# 2011 Door wont stay open



## AjRogue (Jun 22, 2015)

The driver side door will not stay open and I'm tired of having my leg crunched. Does anyone know the cause and what I can do to repair? Does anyone else have these issues, I've only ever seen one post on this and have not been able to find it.


----------



## quadraria10 (Jul 6, 2010)

Have a look at the door stay or whatever its called with the door wide open and you should see why its not stopping. If its sliding in and out with no resistance the problem is inside the door and whatever its slides in. You may try just wiping the grease off it and see if you cant increase the hold that way.


----------



## AjRogue (Jun 22, 2015)

I actually did this last night, getting the grease off helped but it looks like this piece may need to be replaced


----------



## quadraria10 (Jul 6, 2010)

Is it possible that it is somehow bent at the end that attaches to the cars door frame? Love to know what Nissan charges for those babies. Looks similar to what is on my 2006 X trail. You might want to find one off a wrecked rogue or some other Nissan model? Or maybe just try bending it back a wee bit?


----------



## AjRogue (Jun 22, 2015)

It does not appear to be bent, but there is a white plastic piece inside the middle section shown in the pic that the bar slides through and it acts like a spring loaded grip, this is the piece that is inside the door and I think it might be losing its spring, which is kind of surprising for a 2011 to already be worn out.
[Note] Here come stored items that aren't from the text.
PR #1190, opened 2023-09-10
feature: Config-ifies a bunch of Hunger-related values. Balance tweaks.

scrdest:
1. Most Hungers give more Suppression by default now. 
2. Made Vamp fangs actually usable for blood-drinking (aim for the head). 
3. Made regen much more powerful (up to a *full-on revive*) but more expensive and does NOT work on fire wounds (because both vamps and The Thing are weak to fire so it fits).

### DIFF
--- a/baystation12.dme
+++ b/baystation12.dme
@@ -3637,7 +3637,6 @@
 #include "interface\skin.dmf"
 #include "maps\_map_include.dm"
 #include "maps\_maps.dm"
-#include "maps\away\icarus\icarus_areas.dm"
 #include "maps\deepmaint\deepmaint.dm"
 #include "maps\deepmaint\deepmaint_rooms\template.dm"
 #include "maps\deepmaint\deepmaint_rooms\core\_core_rooms.dm"
--- a/baystation12.dme
+++ b/baystation12.dme
@@ -3637,6 +3637,7 @@
 #include "interface\skin.dmf"
 #include "maps\_map_include.dm"
 #include "maps\_maps.dm"
+#include "maps\away\icarus\icarus_areas.dm"
 #include "maps\deepmaint\deepmaint.dm"
 #include "maps\deepmaint\deepmaint_rooms\template.dm"
 #include "maps\deepmaint\deepmaint_rooms\core\_core_rooms.dm"
--- a/code/modules/urist/antagonist/revenant/archetypes/chimera.dm
+++ b/code/modules/urist/antagonist/revenant/archetypes/chimera.dm
@@ -97,8 +97,8 @@
 
 
 
-/* Simple heal. Does NOT regrow limbs. */
-/mob/proc/bsrevenant_minor_heal()
+/* Big heal. */
+/mob/proc/bsrevenant_incremental_regen()
 	set name = "Fleshmend"
 	set category = "Anomalous Powers"
 	set desc = "Unnatural regeneration. Revive on death, heal wounds/bloodloss otherwise."
@@ -177,7 +177,7 @@
 			var/tox_dmg = L.getToxLoss()
 			if(tox_dmg)
 				L.adjustToxLoss(-tox_dmg)
-				to_chat(L, SPAN_NOTICE("You purge absorbed toxins from your cells (though not your bloodstream)!"))
+				to_chat(L, SPAN_NOTICE("You purge necrotic tissue from your system."))
 
 				if(valid_revenant)
 					revenant.total_distortion += BSR_DISTORTION_GROWTH_OVER_SECONDS(tox_dmg, BSR_DEFAULT_DISTORTION_PER_TICK, BSR_DEFAULT_DECISECONDS_PER_TICK)
@@ -202,7 +202,7 @@
 	return !pending
 
 
-/datum/power/revenant/bs_power/minorheal
+/datum/power/revenant/bs_power/fleshmend
 	flavor_tags = list(
 		BSR_FLAVOR_CHIMERA,
 		BSR_FLAVOR_VAMPIRE,
@@ -213,7 +213,7 @@
 	activate_message = "<span class='notice'>You have an uncanny healing factor. You can heal minor damage and even stop bleeding - all at the low low price of just a little bit of damage to the local laws of physics.</span>"
 	name = "Fleshmend"
 	isVerb = TRUE
-	verbpath = /mob/proc/bsrevenant_minor_heal
+	verbpath = /mob/proc/bsrevenant_incremental_regen
 	distortion_threshold = 24000 // 20 mins
 
 
--- a/code/modules/urist/antagonist/revenant/archetypes/chimera.dm
+++ b/code/modules/urist/antagonist/revenant/archetypes/chimera.dm
@@ -124,7 +124,7 @@
 
 				// Short-circuit to a return; because reviving is more distortey
 				if(valid_revenant)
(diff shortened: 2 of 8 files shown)


code/modules/urist/antagonist/revenant/archetypes/vampiric.dm
```diff
@@ -372,7 +372,7 @@
 
 /* FANGS - gives mobs a new unarmed attack that requires head and ignores restraints. */
 /datum/unarmed_attack/bsrevenant_vampbite
-	attack_verb = list("bit", "sank his fangs in")
+	attack_verb = list("bit", "sank their fangs in")
```
Glloyd, line 375: you can use the /his macro here

baystation12.dme
```diff
@@ -3634,10 +3634,10 @@
 #include "interface\skin.dmf"
 #include "maps\_map_include.dm"
 #include "maps\_maps.dm"
-#include "maps\away\icarus\icarus_areas.dm"
 #include "maps\away\geminus_city\road_and_pavements.dm"
 #include "maps\away\geminus_city\signs.dm"
 #include "maps\away\geminus_city\streetobjects.dm"
+#include "maps\away\icarus\icarus_areas.dm"
```
Glloyd, line 3640: this shouldn't be part of this pr

separately, icarus_areas needs to be moved to icarus.dm but @CPU-Blanc may have already done that in an upcoming pr

CPU-Blanc: `icarus_areas` is already included in `icarus.dm`, without any PRs or anything like that.

Glloyd: definitely should be removed from the dme entirely in that case, if you want to just do that here @scrdest

scrdest: Oh, sure. IDK what's up with that, it's the DME acting weird again and it's not even that the IDE was open this time

code/modules/urist/antagonist/revenant/archetypes/vampiric.dm
scrdest: Ah, cool, wasn't sure when it resolves and how

Glloyd:
if you resolve the conflicts and the things mentioned above today, i can have it in for this weekend.

code/modules/urist/antagonist/revenant/archetypes/chimera.dm
```diff
@@ -101,51 +101,103 @@
...
+				if(valid_revenant)
+					revenant.total_distortion += BSR_DISTORTION_GROWTH_OVER_SECONDS(clone_dmg, BSR_DEFAULT_DISTORTION_PER_TICK, BSR_DEFAULT_DECISECONDS_PER_TICK)
+					return FALSE
+
+		// Tox
+		if(pending)
+			var/tox_dmg = L.getToxLoss()
+			if(tox_dmg)
+				L.adjustToxLoss(-tox_dmg)
+				to_chat(L, SPAN_NOTICE("You purge absorbed toxins from your cells (though not your bloodstream)!"))
```
Naxodile, line 180: For humans toxloss is just damage to organs (excluding the brain) nowadays.

code/modules/urist/antagonist/revenant/archetypes/chimera.dm
```diff
@@ -101,51 +101,103 @@
...
+		// First things first - if they are dead, revive
 		if(pending)
-			for(var/obj/item/organ/I in H.internal_organs)
-				if(I.damage >= 5)
-					I.damage = max(I.damage - 5, 0)
-					to_chat(H, SPAN_NOTICE("Your [I.name] itches as you knit its wounds shut."))
-					pending = FALSE
-					break
+			if(H.stat == DEAD)
+				H.adjustOxyLoss(-rand(15,20))
```
Naxodile, line 118: You probably want to bump this up since anyone dead's going to have 200 oxyloss and will get pretty significant brain damage by the time they're awake.

code/modules/urist/antagonist/revenant/archetypes/chimera.dm
```diff
@@ -101,51 +101,103 @@
...
+				continue
 
-			for(var/datum/wound/W in E.wounds)
-				if(W.bleeding())
-					W.bleed_timer = 0
-					E.status &= ~ORGAN_BLEEDING
-					to_chat(H, SPAN_NOTICE("You knit together severed veins, stemming the bleeding from your [E.name]."))
-					pending = FALSE
-					break
+			E.rejuvenate()
```
Naxodile, line 137: This is going to also full heal all organs inside each limb. bad_external_organs also includes any limb with internal damage (excluding brain damage) even if it lacks external damage.

Glloyd:
Nax the goddess of medical saving the day yet again. thank you.

code/modules/urist/antagonist/revenant/archetypes/chimera.dm
scrdest: Yeah, but I'm accounting for **non**humanoids, potentially.

code/modules/urist/antagonist/revenant/archetypes/chimera.dm
scrdest: This value is actually stolen from Bay's psionics revive code. Keep in mind, this power is meant to potentially be used multiple times in a row - obviously, for a higher total cost in realityfuckery - so brain damage can be healed by that too.

code/modules/urist/antagonist/revenant/archetypes/chimera.dm
Naxodile: Besides maybe the phoron pistol I'm not sure there's many instances of simple mobs or any other living mobs taking toxin damage. It's just going to be a kind of strange message for most circumstances.

code/modules/urist/antagonist/revenant/archetypes/chimera.dm
scrdest: That's kind of the point; I would do that by individual organs as prior except, err, that code didn't work properly fsr and would routinely block all other healing (which is why there's a prob onnit; stochastically it will eventually heal everything, just potentially on multiple tries)

code/modules/urist/antagonist/revenant/archetypes/vampiric.dm
scrdest: Done

baystation12.dme
scrdest: Should be sorted

code/modules/urist/antagonist/revenant/archetypes/chimera.dm
scrdest: Adjusted

code/modules/urist/antagonist/revenant/archetypes/chimera.dm
Naxodile: Since neither this or the blood restoration trigger any distortion increases burn damage is healed for free if you just cast this enough.

Naxodile: Never mind I missed the 300 seconds catch all increase. The cost being detached from the amount of damage healed should still be considered though.

scrdest: Nope, they do - that's what the fallthrough case at the very bottom does. Unless a heal-type has a specific custom cost, it gives it a generic cost.

Glloyd:
I'll move BSR to votable for next weekend so we can get more chances to test the new values.

PR #1195, opened 2023-09-12
Re-re-works lung damage

Naxodile:
Bends the lung damage curve and changes how it deals damage. If you aren't a doctor the tl;dr is that inaprovaline will save your life now. Normal pressure lung ruptures are mostly non-lethal and make oxygenation hover at a little below 85% causing minor brain damage. Info for doctors is that inaprovaline decreases the minimum amount of oxygen breathed to achieve internal oxygenation.


Glloyd:
i feel like you need to add one more re- at this point. Thanks for this 👍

But I have not heard much about this problem. I also have not found any rogues at the junkyards around here but that's not a bad thing! I guess I will see what Nissan charges for this part.


----------



## quadraria10 (Jul 6, 2010)

Figured there would be one or two crash victims, but I suspect its probably the same part in any and all nissans including those from the early 2000s. Maybe the dealer part will be cheap or they will give it to you free!. Somehow doubt it though.


----------